06 June 2011


3 June
As evidenced by my personal journal, the one thing that I can't stop thinking about is food. I recently tipped some balance so that instead of usually feeling hungry I am now usually not hungry. I suppose there are a lot
 of reasons that I was already counting the hours to my next meal while still eating the last one, and I'm not quite sure how it happened that I stopped wanting to eat all the time, but I hope this new digestive norm will be better for my health.

However, that quandary is only part of the reason that food is on my mind. Amalah's cooking would give anyone sweet dreams (though sweet is the wrong word--Tibetans don't like sweet things), and the process she goes through to produce three meals every day has got me thinking a great deal about this life-sustaining activity, the key to survival anywhere around the world.

In Kipling's "Mandalay," the narrator pines for the spicy garlic smells of India, a single sensation that defines the nation quite well. "Rikki-tikki-tavi" is all about food--the mongoose eats the snake who eats the baby bird. The story is a drama of the food chain. All the trouble in A Passage to India happens because of a special picnic breakfast, one which Dr. Aziz plans meticulously so that no Hindu or Muslim or Christian will eat anything that does not please and satisfy them. The Poisonwood Bible dwells on food and its preparation for a huge portion of the text, since that is the Price's biggest challenge in the Congo.

Of course, I've always known that food doesn't grow on grocery store shelves, but as an American I take the extraordinary convenience of the supermarket and drive-thru window for granted. There is no such thing in McLeod.

Amalah makes everything from scratch. Last night we made momos, a traditional Tibetan food whose Lhasa shape is the same as "potstickers" from Costco. She made the dough, which we rolled out into small circles and filled with a potato-onion-parsley-masala mixture (note the Indian spices). Then we pinched up the edges into beautiful Lhasa-style momos. The process of rolling out noodle dough and filling the momos takes at least an hour with all four of us working quickly. Then Amalah steams the momos and we eat them with chilly and vinegar. They are sublime! And the deliciousness doesn't stop there--we make so many momos that we cannot eat them all, even with my host siblings back for summer break. So, the next morning, Amalah fries all the leftovers and we eat them will chilly vinegar and tsampa. Let me tell you--fried momos and chilly vinegar and tsampa are as good as it gets!
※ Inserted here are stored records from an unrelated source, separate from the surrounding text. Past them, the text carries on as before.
PR #4552, opened 2024-08-03
Breaking Change: Update heart rate sensor for Wear OS 4+ target

jpelgrom:
## Summary

Update the permission requirements for the heart rate sensor on Wear OS 4+ to handle the new behavior when targeting it. These permissions need to be requested in two stages like background location. Any user with the sensor currently enabled on Wear OS 4+, will need to re-enable it after updating.

## Screenshots

n/a

~~Documentation: home-assistant/companion.home-assistant#1087~~ n/a

### DIFF
--- a/wear/src/main/AndroidManifest.xml
+++ b/wear/src/main/AndroidManifest.xml
@@ -11,6 +11,7 @@
     <uses-permission android:name="android.permission.ACTIVITY_RECOGNITION" />
     <uses-permission android:name="android.permission.READ_PHONE_STATE" />
     <uses-permission android:name="android.permission.BODY_SENSORS" />
+    <uses-permission android:name="android.permission.BODY_SENSORS_BACKGROUND" />
     <uses-permission android:name="android.permission.RECEIVE_BOOT_COMPLETED" />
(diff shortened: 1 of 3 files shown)


dshokouhi (approved):
Well this sucks, hopefully Google will change that some day or hopefully health connect will allow it to be pulled. I agree lets merge alongside the API bump.

dshokouhi:
Given what we know in https://github.com/home-assistant/android/issues/4500#issuecomment-2303848622 should we hold off on this?

jpelgrom:
Oh I completely forgot about your comment, I still wanted to test this because I couldn't find it the first time. I'll do that in a couple of hours and comment.

jpelgrom:
You're right, I must have missed something during previous tests (or an update happened). Handling this like background location with requesting the main permission first, then the background permission, seems to work. Updating the PR to change it.

(Still a breaking change in a way: because a permission is added, users need to toggle the sensor on again.)

dshokouhi (approved):
Thank you for testing and updating the PR so we don't lose a feature :)

Issue #4550, opened 2024-08-02
WearOS: Option for adding an 'Assist' shortcut to Shortcut-Tiles


RoboMagus:
**Is your feature request related to a problem? Please describe.**

Currently the Assist feature on WearOS can be launched through complications, through the app menu, or by its own Assist-Tile. However as I'd like to have all my home assistant related entries on a single page, it'd be nice to have a shortcut for Assist added to the Shortcuts-Tile.

**Describe the solution you'd like**

Add the option to not just add entities to the shortcuts tile, but also a shortcut to the Assist intent (and perhaps also a shortcut to the main HA wear app itself). This way a user does not have to swipe to a different page to get access to this feature.

**Describe alternatives you've considered, if any**

**Additional context**

Happy to take a look at implementing this myself, if you're open to merging a PR for such a feature.

dshokouhi:
Another Assist entry point sounds great!

PR #4556, opened 2024-08-05
WearOS: Add app activities to ShortcutsTile

RoboMagus:
## Summary

This adds the option to add buttons to launch either the Companion app, or the Assist dialog to the ShortcutsTile. 
See #4550

## Screenshots

Shortcut tile with newly added buttons;
ShortcutTile

Config for this example;
ShortcutTileConfig

New button options are added at the bottom of the entity selection list under the `shortcuts` section;
ShortcutActivityOptions

## Any other notes

1. This implementation has been tested only on an AndroidStudio emulator.
2. It seems that the HA Icon included in the `CommunityMaterial.Icon` library has not yet been updated.
3. I'm not fluent in Kotlin / Android app development, so if there's any improvements to be made I'm happy to learn :)

### DIFF
--- a/wear/src/main/java/io/homeassistant/companion/android/tiles/TileActionReceiver.kt
+++ b/wear/src/main/java/io/homeassistant/companion/android/tiles/TileActionReceiver.kt
@@ -39,8 +39,7 @@ class TileActionReceiver : BroadcastReceiver() {
                     it.addFlags(Intent.FLAG_ACTIVITY_NEW_TASK)
                     context.startActivity(it)
                 }
-            }
-            else {
+            } else {
                 runBlocking {
                     if (wearPrefsRepository.getWearHapticFeedback() && context != null) hapticClick(context)
 
--- a/wear/src/main/java/io/homeassistant/companion/android/tiles/TileActionReceiver.kt
+++ b/wear/src/main/java/io/homeassistant/companion/android/tiles/TileActionReceiver.kt
@@ -8,6 +8,8 @@ import dagger.hilt.android.AndroidEntryPoint
 import io.homeassistant.companion.android.common.data.integration.onEntityPressedWithoutState
 import io.homeassistant.companion.android.common.data.prefs.WearPrefsRepository
 import io.homeassistant.companion.android.common.data.servers.ServerManager
+import io.homeassistant.companion.android.conversation.ConversationActivity
+import io.homeassistant.companion.android.home.HomeActivity
 import javax.inject.Inject
 import kotlinx.coroutines.runBlocking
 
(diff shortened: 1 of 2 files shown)


dshokouhi:
> * It seems that the HA Icon included in the `CommunityMaterial.Icon` library has not yet been updated.

Yea I am not sure it will be acceptable to include the old branding there 🤔

wear/src/main/java/io/homeassistant/companion/android/tiles/TileActionReceiver.kt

Tsampa is: barley flour, boiled water, and butter. It is not cooked but mixed. I love it a lot, but not as much as His Holiness the Dalai Lama who eats it at 3 a.m. every day when he wakes up. My host family tells me it's his favorite food, and indeed he mentions tsampa on the second page of his autobiography My Land and My People. In His Holiness's birthplace in Tibet, called Amdo, tsampa is a staple food, essential for proper nutrition.

Even here in McLeod, where you can buy mango cheesecake at Nick's or, at the market, a mango so divine that it will make you regret ever eating its stringy American cousin, it is hard to imagine a place so far removed from Wal-Mart as Amdo. There, tsampa is necessary for survival, not the occasional special breakfast it will be when I go home.

Food is the universal necessity, one major commonality among all cultures around the world. Thank goodness for Amalah--without her I'm sure I'd still be hungry. As one who is inordinately excited to get married so I can have someone to cook for, I believe learning and thinking about food in McLeod and Amdo will arm me with simple, nutritious, and delicious meals for my someday family.